В горле першит, начинается удушливый кашель. Под ложечкой сосредоточилась болевая точка; кажется, будто она превращается в ком. Я вынужден дышать неглубоко и очень спокойно. Становится легче. Нет смысла двигать ногами и размахивать руками, надо сдерживаться и ограничить свою потребность в кислороде. С приступами кашля можно совладать, если на какой-то момент задержать дыхание. Серый дым окутывает планер, глаза не различают даже крыльев. Может быть, я парю над устьем доменной печи? Внизу, в неясной дали, светлое зарево становится карминным. Задираю голову, солнце в зените, но сквозь пропитанный дымом воздух оно кажется бледным — а может, это луна? Тем не менее серый диск обжигает. Я сосуд с потом, который никак не иссякнет.

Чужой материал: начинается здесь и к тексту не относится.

PR #478, opened 2026-09-03
feat(code-mode): retire the prompt fork, make AGENTS.md the authored prompt, and keep tool-call narration out of the reply

null-crafter:
## Checklist

## What

The Code agent was still wordy after moving the guidance into the per-session AGENTS.md. Two root causes, two fixes.

**1. The 99-line opencode prompt fork is gone.** `opencode_build_prompt.txt` is now a two-line stub: identity plus the silence rule (no text before or between tool calls, one reply at the end). Its only job is to *exist* — opencode resolves `agent.prompt ? [agent.prompt] : SystemPrompt.provider(model)`, so an empty prompt would silently restore the built-in per-model prompt, which mandates step-by-step narration (verified against the pinned 1.18.13 binary). The fork's verbosity vectors — the inherited Markdown-formatting license, the review-format protocol, "a clear explanation of outcomes", the channels section — are dropped outright. Its genuinely load-bearing rules moved into `IBLAI_INSTRUCTIONS`, rewritten tersely and without GPT-isms (`apply_patch`, `multi_tool_use.parallel`): implement-don't-propose autonomy, smallest-correct-change/ASCII editing, Glob/Grep + parallel reads, git safety (never revert others' changes, no `git reset --hard`, non-interactive git), and concrete opener bans. The guidance now opens with the silence contract and closes with a one-line reminder, and is written for **every** spawn — the skills-wired gate is removed, since with a stub prompt the guidance is the agent's entire authored behavior.

**2. A deterministic backstop for GPT-style preambles.** The remaining narration was genuine model text emitted before tool calls ("Let me check…"), which the SDK concatenates into the reply bubble; reasoning was never the issue (it already streams separately). On each new `tool_call`, `TurnState::take_narration` moves any pre-tool text into the reasoning section (`opencode:reasoning`) and retracts it from the bubble (empty `full_content`, which the SDK's replace-semantics `onToken` honors), so the visible reply is what follows the *last* tool call. A turn that ends on a tool call with no trailing text falls back to the model's only text rather than an empty bubble. No provider parameter exists for this on the openai-compatible path (`textVerbosity` is Copilot-only in opencode), so this is prompt salience + a structural guarantee.

## Tests

- `the_build_prompt_is_a_minimal_suppressor_stub`: non-blank (the falsy-restore trap), starts with the identity line, carries the silence rule, stays under 400 bytes, and never re-admits the upstream narration mandates.
- Guard test pins the moved working-discipline rules, and that the silence contract opens the guidance and the reminder closes it.
- `pre_tool_text_is_reclassified_as_narration`: reclassification, buffer restart, final-reply fallback, reset.
- The always-on pinned-binary e2e (`opencode_run_carries_the_agents_md_guidance_on_every_model_call`) still proves the real 1.18.13 binary carries the guidance on every agent turn under the stub.
- `cargo test --offline`: 123 passing per target. e2e ledger: pending checkpoint `code-28` (pre-tool narration lands in the thinking section), coverage checker green, no regression.

## Docs

Repo `AGENTS.md` (`CLAUDE.md` symlink): layer 1 is the two-line suppressor stub with the falsy-trap explanation and a "never grow it back into a fork" rule; layer 2 lists the moved rules and the unconditional write; the streaming backstop is documented alongside.


razasaddiqi (approved):
looks good

PR #505, opened 2026-09-10
Feat/mobile local llms and code

razasaddiqi:
## Checklist

### web-utils: platform gates for Tauri mobile
- Add `isTauriEmbeddedLLMHost()`: true on Tauri iOS and Android, where the host ships an embedded llama.cpp runtime behind Ollama's HTTP API.
- Add `isTauriCodeHost()`: true on any Tauri desktop, or on Tauri mobile when the host has set the `ibl_remote_code_ready` flag (phone paired with a desktop that proxies the opencode commands and events).
- Add `REMOTE_CODE_READY_KEY` constant for that pairing flag.
- Add `logToHost()`: fire-and-forget diagnostic that invokes the Tauri `log_fe` command so chat-path gate decisions show up in the `tauri ios dev` log stream. No-op outside Tauri and under test.
- Coding Mode stream, stop, and close now gate on `isTauriCodeHost()` instead of `isTauriDesktop()`. The not-available error now reads "Coding Mode needs the desktop app, or a phone paired with one."
- `useChat`: the local-LLM send path now also runs on Tauri mobile via `isTauriEmbeddedLLMHost()`. Coding Mode send, stop, and reset paths switch to `isTauriCodeHost()`.
- Export `isTauriDesktop` and `isTauriEmbeddedLLMHost` from the hooks index so web-containers can gate the model catalog. Streaming internals stay private.

### web-containers: per-device local model catalog
- `LocalModel` gains an optional `mobile: { size }` entry describing the phone-sized build. Phi-4 Mini, Llama 3.2, Qwen 3, and DeepSeek-R1 get mobile sizes.
- Add `localModelsForThisDevice()`: on Tauri mobile, only models with a mobile build are listed. Desktop and web see the full catalog.
- Add `localModelDisplaySize()`: returns the mobile build size on Tauri mobile, the desktop Ollama size elsewhere. Used for the row label, the too-large warning text, and the too-large capacity check.
- LLM provider modal and local-only provider cards in the Agent LLM tab now build from the per-device catalog, so phones don't get provider cards that open onto an empty picker.
- Agent LLM tab hides providers that have no server-side chat models and no on-device models for this device. The agent's active provider is always shown.
- `useModelDownload` passes the model id to the `check_disk_space` Tauri command so mobile hosts can budget the model's real size instead of a blanket requirement.

### web-containers: i18n for LLM tab copy
- `LLMProviderModal` and `LocalModelRow` now default their labels from the i18n catalog via `useT()` and `buildLLMTabLabels()` instead of the hardcoded English bundle. An explicit `labels` prop still overrides.
- `AGENT_LLM_TAB_LABELS` is documented as the English fallback and kept in sync with `en.json`, with a test enforcing string-for-string parity.
- Title-case copy updates in `en.json` and the fallback bundle: "Download Anyway", "Got It", "On-Device", "In Use", "Download Failed — Retry".

https://drive.google.com/drive/folders/1cTRIVh9M6Z-M_NVurTyemKcxYI0k1EvS?usp=sharing


null-crafter:
# PR 505 code review — `feat/mobile-local-llms-and-code`

**Scope:** issues attributable to razasaddiqi (Raza Fayyaz, `razasaddiqi@gmail.com`) only.
**Merge base:** `8cd77a99`. **Head:** `f61bd902`. **Reviewed:** 2026-09-11.

---

## Attribution

All thirteen findings are his. Nothing in this list belongs to another author.

| Check | Result |
| --- | --- |
| Commits between merge base and head | 5, all Raza Fayyaz |
| `local_llm.rs`, `remote_code.rs`, `remote_code_client.rs`, `app_update.rs` across all refs | only `c47715a1` and `255c7924`, both his |
| Advisory comments stripped from `pnpm-workspace.yaml` | present at merge base, gone in `c47715a1`, so not a merge artifact |

Two findings touch pre-existing code and are framed precisely below. Both remain his.

**Branch hygiene, separate from the findings:** main has advanced past the merge base.
`CHANGELOG.md`, `build-pr-test-image.yml` and `reusable-pr-docker-build.yml` show as
reversions in a two-dot diff. No finding touches them, but the branch needs main merged
again before it lands.

---

## Blockers

### 1. Committed yalc overrides break every install

`pnpm-workspace.yaml:13` — introduced by `c47715a1`, extended by `14a15736`.

Five `@iblai` packages are pinned to `file:.yalc/...`, and the lockfile resolves them as
directory entries. `.yalc/` is untracked and absent, so `pnpm install --frozen-lockfile`
cannot resolve them on CI or a clean clone.

Verified: no `.yalc` directory, `git ls-files .yalc` empty, `node_modules/` in this
checkout empty.

The same commit stripped the advisory rationale comments above `js-yaml`, `undici`,
`hono`, `dompurify`, `deepmerge-ts` and `nanoid` while keeping the version floors. The
merge base still carries them.

Also affected: `__tests__/web-utils-ios-local-llm-patch.test.ts` names
`patches/@iblai__web-utils@*.patch` as its fallback channel. That patch does not exist in
`patches/`, so the guard passes only while an uncommitted yalc build is linked.

**Fix:** restore registry versions and the advisory comments, or commit the patch file the
test names.

### 2. Desktop auto-update wired into the wrong entry point

`src-tauri/src/main.rs:2803` — omission in `255c7924`.

`app_update.rs`, `tauri_plugin_updater` and the two update commands were added only to
`lib.rs`. The desktop binary registers none of them.

The blamed line itself is old (`fc81473e`, initial commit), but Raza edited that exact
handler list in this PR to add four `remote_code` commands and the exit handler. He was
working in the desktop entry point and wired the updater only into the mobile one.

`AppUpdatePrompt` calls `invoke('check_app_update')` inside a catch that swallows the
"command not found" rejection, so the feature is silently dead on desktop while both
release workflows sign and publish the feed.

**Fix:** mirror `mod app_update`, the updater plugin and both commands into `main.rs`.

### 3. Mobile pairing capability never enabled

`src-tauri/tauri.conf.json:70` — from `255c7924`.

`app.security.capabilities` is an explicit allow-list and omits the new `mobile-pairing`.
Its five barcode-scanner permissions are never granted in a release build, so QR pairing
fails.

Debug builds mask this: the `debug_assertions` block at `lib.rs:2333` injects the same
permissions into the synthesized dev-origin capability.

**Fix:** add `mobile-pairing` to the allow-list.

### 4. Development URL baked into release builds

`src-tauri/build.rs:41` — from `c47715a1`.

Verified against the merge base with a positive control: `build.rs` there is eleven lines
and emits no `cargo:rustc-env` at all. Raza added resolution from `.env.local`,
`.env.production` and `.env`, emitted for every profile with no `debug_assertions` gate.

The reader it feeds, `get_app_url`'s `option_env!` at `lib.rs:111`, is pre-existing
(`24e675b2`, already on main). Before this change only a shell variable could reach it.
Now a dotenv file on the build machine does. Neither file exists in this checkout, so no
build is currently poisoned. The defect is the missing profile gate.

**Fix:** gate the emit on debug, or refuse to bake a non-HTTPS URL into a release.

---

## Correctness

### 5. Turn directory resolved before the session-id migration

`src-tauri/src/remote_code_client.rs:894`.

`run_turn` calls `ensure_directory` before `ensure_session`, which is what performs the
`new_chat_key` migration.

A chat with no mentor sends turn one under its ephemeral id, minting folder A. On turn two
the real id arrives, `ensure_directory` finds nothing, mints folder B and records it, and
the migration then skips because the key is already present. The turn prompts and
subscribes against B while reusing a server session that lives in A. Folder A is orphaned
with turn one's work.

Worse than a silent folder change: the two disagree for the rest of the chat. The guard
test at line 1507 asserts the no-mentor lookup returns `None`, which is the state that
triggers this.

**Fix:** run the migration before resolving the directory.

### 6. Base-name manifest match serves the wrong model

`src-tauri/src/local_llm.rs:151`.

`installed_model_path` matches whenever base names agree. With the smaller variant
installed, a pull of the larger one short-circuits as already installed at line 271 and
emits success without downloading. Chat then serves the smaller weights at line 407.

Both ids are distinct catalog entries and `resolve` at line 106 deliberately separates
them, so the two layers disagree.

**Fix:** apply the base-name fallback only when the request carries no tag.

### 7. Unpairing keeps the old machine's folders

`src-tauri/src/remote_code_client.rs:400`.

`remote_code_clear_host` clears url, password, mgmt, both alt lists and sessions, but
leaves `directories` and `mentor_directories`. Pair with a second desktop and
`resolve_directory` hands back an absolute path from the first, so the session is created
against a folder that does not exist there.

**Fix:** clear both maps alongside sessions.

### 8. Failed status probe counts as idle

`src-tauri/src/remote_code_client.rs:1014`.

The quiet-period probe folds a failed request into `None` via `.ok()`, then defaults to
`"idle"`. Two failures fifteen seconds apart, a Wi-Fi blip or a briefly sleeping desktop,
push the counter to the threshold and emit `ollama:done` with partial text as a complete
reply while the desktop keeps generating.

The event branch at line 1318 re-checks that content or tools exist. This branch has no
such check, so an empty reply can also be declared done.

**Fix:** treat a failed request as unknown, not idle.

### 9. Proxy secret leaks when enable fails

`src-tauri/src/remote_code.rs:499` — from `255c7924`.

The secret is registered before `apply_opencode_model`, `register_models_in_config`,
`ensure_workspace`, `free_port` and the companion bind, all of which return with `?` and
no unregister. It holds the user's platform token in the loopback proxy.

The abort paths at lines 549 and 632 do unregister, so the omission looks unintentional.
Each failed retry leaks another.

**Fix:** unregister on every early return after registration.

### 10. Dead host dropped without aborting the companion

`src-tauri/src/remote_code.rs:112`.

`status_locked` clears a crashed host but never aborts the companion task, so its server
keeps port-plus-one bound. Every other teardown path aborts it.

The next enable finds the port taken and falls back to a random one at line 573. A
hand-typed pairing that derives the management URL by convention
(`remote_code_client.rs:262`) no longer finds it. The same branch also skips the pid-file
removal and proxy unregister that `shutdown_sync` does.

**Fix:** reuse the `shutdown_sync` teardown in this branch.

### 11. UTF-8 reassembler discards the valid prefix

`src-tauri/src/local_llm.rs:868`.

When more than three trailing bytes are invalid, `push` clears the whole buffer and
returns `None`, throwing away already-valid text ahead of the bad bytes.

**Fix:** emit the valid prefix, drain only the invalid tail.

---

## Minor

### 12. Retry message contains two long space runs

`src-tauri/src/remote_code_client.rs:1019`. A single-line literal written as if it were
backslash-continued, so the user reads forty spaces mid-sentence. Verified with `cat -A`.

### 13. Changed JSON not formatted with prettier

`src-tauri/capabilities/default.json:5`, plus `mobile-pairing.json` and `tauri.conf.json`.
Arrays exploded, and the two capability files have no trailing newline. Contradicts the
repo's prettier rule. Prettier is not installed in this checkout, so this was verified
from the diff and a trailing-byte check.

---

## Verification

Nothing here is fixed. To confirm any fix:

- **Install:** `pnpm install --frozen-lockfile` must succeed on a clean clone with no
  `.yalc` present.
- **Rust:** `cd src-tauri && cargo test`. Findings 5, 6, 7, 8 and 11 each want a
  regression test that fails on the current code, per the repo's bug-fix rule.
- **Desktop updater:** a release build must answer `check_app_update` rather than
  rejecting with command not found.
- **Mobile pairing:** test a release build, not a debug one. Debug masks finding 3.
- **Formatting:** `pnpm prettier --write` on the three config files.

null-crafter (changes requested):
Please see the claude review above.

null-crafter:
# PR 505 code review — follow-up on `260ef530`

**Branch:** `feat/mobile-local-llms-and-code`
**Head:** `260ef530` "fix(tauri): adding fixes for the tauri issues ios android" (Raza Fayyaz, 2026-09-12)
**Previous review:** 13 findings at `f61bd902`
**Scope:** issues attributable to razasaddiqi only. All of them are.

---

## Part 1 — status of the previous thirteen findings

One commit answered the review. Twelve findings are closed, one is partially closed
by design. Each correctness fix landed with a regression test, as the repo rule
requires.

Verified directly in the tree, not taken from the report:

| Check | Result |
| --- | --- |
| `file:.yalc` refs in `pnpm-workspace.yaml` | 0 |
| `.yalc` refs in `pnpm-lock.yaml` | 0 |
| Stripped advisory comments (`GHSA-5p4m-2wfm-xmqj`) | restored |
| `app_update` in `main.rs` | present |
| `tauri_plugin_updater` in `main.rs` | present |
| `mobile-pairing` in `tauri.conf.json` capabilities | present |
| `ProbeVerdict`, `classify_probe` | `remote_code_client.rs` |
| `ProxySecretGuard`, `is_registered` | `remote_code.rs`, `opencode_proxy.rs` |
| `migrate_chat_key` | `remote_code_client.rs` |

| # | Finding | Status |
| --- | --- | --- |
| 1 | Committed yalc overrides | Fixed. Registry versions restored, advisory comments back, floors raised. |
| 2 | Updater wired only into `lib.rs` | Fixed. `main.rs` now has the module, the plugin and both commands. |
| 3 | `mobile-pairing` capability never enabled | Fixed. Added to the allow-list. |
| 4 | Dev URL baked into release | **Partial.** See Part 3. |
| 5 | Directory resolved before key migration | Fixed. `migrate_chat_key` extracted and called first, with a test. |
| 6 | Base-name manifest match | Fixed. Fallback only for untagged ids, with a test. |
| 7 | Unpairing keeps old folders | Fixed. Both directory maps cleared, with a test. |
| 8 | Failed probe counted as idle | Fixed. `ProbeVerdict::Unknown` leaves counters untouched, with a test. |
| 9 | Proxy secret leak on failed enable | Fixed. RAII `ProxySecretGuard`, with a test. |
| 10 | Dead host dropped without teardown | Fixed in code. **Its test is vacuous — see new issue 3.** |
| 11 | UTF-8 reassembler discards valid prefix | Fixed for the tail case. **Head case remains — see new issue 4.** |
| 12 | Long space runs in retry message | Fixed. |
| 13 | Unformatted JSON | Fixed. |

**Not independently verified:** the reviewing agent reports pulling
`@iblai/web-utils@2.4.5` from npm and running all four assertions of
`__tests__/web-utils-ios-local-llm-patch.test.ts` against it, concluding the missing
`patches/@iblai__web-utils@*.patch` is no longer needed. `node_modules` in this
checkout is empty, so that check happened elsewhere and is passed along rather than
confirmed.

---

## Part 2 — new issues introduced by `260ef530`

### 1. Empty `TAURI_APP_URL` disables the navigation allowlist — medium

`src-tauri/src/main.rs:2586`, new in this commit.

The fix for the white-window problem prepends the configured origin to the allowlist:

```rust
let app_origin = get_app_url();
let allowed = url_str.starts_with(app_origin.trim_end_matches('/')) || ...
```

`get_app_url()` at `main.rs:271` returns `std::env::var("TAURI_APP_URL")` verbatim, so
a bare `TAURI_APP_URL=` line yields `Ok("")`. `"".trim_end_matches('/')` is `""`, every
string starts with `""`, so `allowed` is unconditionally true and `if !allowed` never
fires. The desktop window will navigate anywhere.

The trigger is realistic. `dotenvy::from_path` loads `.env.local` then
`.env.production` at `main.rs:2174`, before anything reads env, and
`src-tauri/.env.example` documents the key at lines 15 to 19.

**Fix:**

```rust
let app_origin = get_app_url();
let app_origin = app_origin.trim_end_matches('/');
let allowed = (!app_origin.is_empty() && url_str.starts_with(app_origin)) || ...
```

**Also:** the hunk was not mirrored into `lib.rs`, whose desktop-shaped
`on_navigation` at line 2562 still carries the hardcoded list. `main.rs` is the shipped
desktop entry point so nothing is broken, but the repo's twin-entry-point rule wants
both guards to match.

### 2. The two `start()` tests collide on a process-wide `OnceLock` — medium

`src-tauri/src/local_llm.rs:1022` and `:1044`.

`start()` records the models dir with `let _ = MODELS_DIR.set(...)` at line 558. The
first call in the process wins; every later one is silently dropped. Two tests in the
same binary call `start()` with different dirs and no serialization:

- `embedded_server_answers_version_after_start` uses `ibl-live-<pid>/models`
- `models_dir_is_recorded_by_start_attempts_and_probeable` uses
  `ibl-models-dir-<pid>/models`, then asserts `models_dir()` equals its own dir

If the liveness test wins the race, that assertion fails. Order-dependent flake in
`cargo test`, which the pre-push hook runs.

**Fix:** serialize on a shared lock, reusing the pattern already in this repo at
`remote_code_client.rs:1428` (`static CONFIG_TEST_LOCK: tokio::sync::Mutex<()>`). Add
the equivalent to `local_llm.rs`'s `mod tests` and take it at the top of both tests.

### 3. The companion-abort assertion is vacuous — low

`src-tauri/src/remote_code.rs:912`.

`status_reaps_a_dead_child` builds the host with
`companion: tauri::async_runtime::spawn(async {})`, an immediately-completing future,
sleeps 200 ms at line 903, then asserts `companion.is_finished()`. That holds whether
or not `abort()` ran, so this half of finding 10 has no test that fails on the pre-fix
code. The secret-unregister half is properly pinned.

**Fix:** give the companion a future that never completes, so only the abort can
finish it:

```rust
companion: tauri::async_runtime::spawn(std::future::pending::<()>()),
```

### 4. UTF-8 reassembler still loses text when the bad bytes lead — low

`src-tauri/src/local_llm.rs:886`.

The tail case is fixed: a valid prefix followed by junk now emits the prefix. The head
case still drops everything. Feed `[0xF0, 0x9F]`, held as a plausible partial sequence,
then `b"hello world"`. `valid_up_to()` is 0 because the stale bytes sit at index 0,
`len - valid` exceeds 3, and the buffer is cleared with `None` returned. All eleven
good characters are lost.

Not a regression, and lower severity than the original, but the same class of loss.

**Fix:** when the invalid bytes lead, drop only the leading invalid sequence and retry
the remainder rather than clearing. Add the head case to
`utf8_stream_drops_invalid_bytes`.

### 5. `android-branding.sh` writes into a directory it never creates — low

`scripts/android-branding.sh:133`.

Under `set -euo pipefail` (line 13),
`cat > "$RES/../java/ai/ibl/mentorai/MainActivity.kt"` has no `mkdir -p`. The script's
only `mkdir` is at line 35, for `mipmap-anydpi-v26`. If the generated package path ever
differs, from an identifier change or a template that emits `kotlin/`, the redirect
fails and the script aborts after the icons were already copied, leaving a
half-branded project.

The real path could not be verified: `src-tauri/gen/android` is gitignored and absent
here. `src-tauri/gen` exists and contains only `apple`, so this is a meaningful check
rather than a missing-directory false negative.

Separately, the heredoc replaces the whole file with a class whose `onCreate` calls
only `super.onCreate`, so any other template content in that file is discarded.

**Fix:** `mkdir -p` the parent before the redirect, and fail with a clear message if
the expected package directory is missing rather than writing a file the build will
not pick up.

---

## Part 3 — open decision, not a defect

`src-tauri/build.rs:47` now gates the baked `TAURI_DEV_URL` on `PROFILE == "release"`
and drops non-https values with a `cargo:warning`. An **https** value still bakes into
a release build, which the comment states is deliberate so a hosted platform can be
targeted.

Given that iblai.org is the development-time platform, a release built on a machine
whose `.env.local` points at the org deployment ships aimed at dev. Confirm that is
intended before treating finding 4 as closed.

---

## Part 4 — still open from the original review

The branch is behind `origin/main`. `CHANGELOG.md`, `build-pr-test-image.yml`,
`reusable-pr-docker-build.yml` and the `package.json` version read as reversions in a
two-dot diff. Main needs merging again before this lands.

---

## Verification

- `cd src-tauri && cargo test` for new issues 2, 3 and 4. Run issue 2 several times,
  or alternate `--test-threads=1`, to confirm the flake is gone.
- New issue 3's test must fail on the pre-fix `status_locked`. Check by temporarily
  removing the `abort()` call; if it still passes, it is still vacuous.
- New issue 1 has no automatic coverage. Pinning it means extracting the allowlist
  predicate from the closure, which is the smallest honest way to test it.
- New issue 5 cannot be verified in this checkout. It needs a machine that has run
  `cargo tauri android init`.
- `pnpm prettier --write` on any touched `.ts` or `.json`, per the repo rule.

razasaddiqi:
### Code review

Found 1 issue:

1. `local_llm::start()` is not race-safe (bug in `src-tauri/src/local_llm.rs`: the "Idempotent" `server_url()` check at L609 is not synchronized with `SERVER_URL.set(url)` at L636 — two concurrent callers (e.g. app startup in `lib.rs` and `ensure_started` triggered by a model download) can both pass the check, both bind a `TcpListener`, spawn two `ibl-local-llm` threads, and only one of them wins the `OnceLock::set`. The losing thread stays alive on a port that is never returned to callers, so callers race against which URL they observe and one server thread is permanently unreachable.)

https://github.com/iblai/mentorai/blob/78a3310c1e73d9420613ae6ec0afea8e0bd3fa5a/src-tauri/src/local_llm.rs#L602-L638

🤖 Generated with [Claude Code](https://claude.ai/code)

<sub>- If this code review was useful, please react with 👍. Otherwise, react with 👎.</sub>

razasaddiqi:
### Code review — follow-up on `75796ccc`

No issues found. Follow-up review of the delta since [my prior review](https://github.com/iblai/os/pull/505#issuecomment-5643713241) at `78a3310c` confirms the race in `local_llm::start()` is now fully synchronized: `START_LOCK` is acquired before `url_slot.get()` and held across bind → spawn → set, and the added `concurrent_starts_share_one_server` regression test (8 threads + `Barrier`, fresh `OnceLock`/`Mutex`) would have failed on the pre-fix code.

https://github.com/iblai/mentorai/blob/75796ccc853a1d17d152dd8c67131d9503ed6492/src-tauri/src/local_llm.rs#L602-L654

https://github.com/iblai/mentorai/blob/75796ccc853a1d17d152dd8c67131d9503ed6492/src-tauri/src/local_llm.rs#L1163-L1197

🤖 Generated with [Claude Code](https://claude.ai/code)

<sub>- If this code review was useful, please react with 👍. Otherwise, react with 👎.</sub>

null-crafter:
# PR 505 code review — current state

**Branch:** `feat/mobile-local-llms-and-code`
**Head:** `82281852`
**Reviewed:** 2026-09-14
**Scope:** issues attributable to razasaddiqi's changes.

Fifteen open findings. **Seven block the merge**, eight do not, and one is a release
decision rather than a defect. Everything from the first three review rounds is closed.

Every finding was verified against the tree rather than relayed. One item reported as
high severity in the latest round is **refuted** and documented at the end so it does not
get re-filed.

---

## Blocking the merge

### B1. A real error is reported as the wrong thing

`src-tauri/src/remote_code_client.rs:1173`

The event gate drops anything without a session id:

```rust
let for_us = props.get("sessionID").and_then(|s| s.as_str())
    .map(|s| s == remote).unwrap_or(false);
if !for_us { continue; }
```

`session.error` is the one event opencode declares that field optional for. Verified at
the pinned version:

```
$ git -C ~/Projects/github/opencode show v1.18.13:packages/schema/src/v1/session.ts
652:  type: "session.error",
654:    sessionID: Schema.optional(SessionID),
```

**Scenario.** The desktop's model call fails unattributed, on auth or a provider outage.
The phone discards the event, streams nothing, and about thirty seconds later the idle
probe reports "The desktop went idle without producing a reply — try again". The real
cause never reaches the user.

**Fix.** Let `session.error` through the gate when the field is absent; keep the strict
check for `message.part.delta` and `permission.*`, where upstream marks it required.

### B2. A platform switch silently bricks phone turns

`src-tauri/src/remote_code.rs:538`

The already-running fast path re-registers the proxy upstream and token, then returns at
line 551, never reaching `apply_opencode_model` or `register_models_in_config`.

**Scenario.** The user switches platform or account and the frontend re-enables. The
upstream and token are corrected, but the serve keeps the previous user's identity lines
and only the previous platform's model ids. A turn asking for a model from the new
platform hits the async `ProviderModelNotFoundError` that the code's own comment at line
608 warns about: no event, no message, the turn spins to the thirty-minute deadline.

### B3. Chat scroll positions are computed from placeholder heights

`components/chat/chat-messages/index.tsx:140` and `:155`

Every message row now carries `[content-visibility:auto]` with
`[contain-intrinsic-size:auto_120px]`, and 240px for AI rows. Rows that have never
rendered report the placeholder height.

Three call sites do arithmetic on that:

| File | Line | Use |
| --- | --- | --- |
| `components/chat/index.tsx` | 785 | `scrollToBottom` target |
| `components/chat/index.tsx` | 797 | `isAtBottom` test |
| `components/chat/index.tsx` | 1108 | load-older restore |
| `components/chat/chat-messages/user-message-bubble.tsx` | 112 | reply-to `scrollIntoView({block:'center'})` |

Сколько дней тому назад я выехал из дому? Не помню. Да и неважно. Во всяком случае, ночью, перед тем как отправиться в путь, я видел во сне Урсулу, она пришла со шприцем и хотела воткнуть в меня иглу, и тут я проснулся. Вскочил с постели, решив, что зазвонил будильник. Черта с два, даже ночь еще не распахнула глаз. Торопиться мне было некуда. Я прислушался к голосам в квартире, стояла глубокая тревожная тишина, словно я оказался изолирован от всего мира. Мысли перенеслись в область недозволенного. Не поезжай, не поезжай, не поезжай — отстукивали по рельсам колеса поезда. Скажи, что ты не в форме. Или что заболел. Пошли этих доброжелателей подальше. Пусть заткнутся и перестанут твердить: тебе надо вырваться из твоего повседневного окружения. Увидишь, тебе станет легче. Как будто рецепт забвения так прост. Я ворочался в постели. Там, в недозволенном, куда перекинулись мои мысли, копошилось множество чертенят. Кто-то тащил меня за одну, кто-то за другую руку. Как бы не разорвали на части. Роберт, подбадривал я себя, врежь им, отколошмать. Но мне недоставало силы воли. А они заладили свое: крупные международные соревнования проводятся так редко! Нельзя подводить остальных! Последний рывок — подливали они масла в огонь, соблазняя меня, — и золотая медаль в кармане! Они принялись накачивать меня, и, как ни противно признаться в этом, меня начало распирать от тщеславия. Одна-единственная победа — как заключительный аккорд! А затем можешь плюнуть на рекорды. Ведь вот какие добренькие! Эти чертенята одолели меня, я почувствовал, что начинаю заикаться. Довольно-таки мучительно — заикаться мысленно.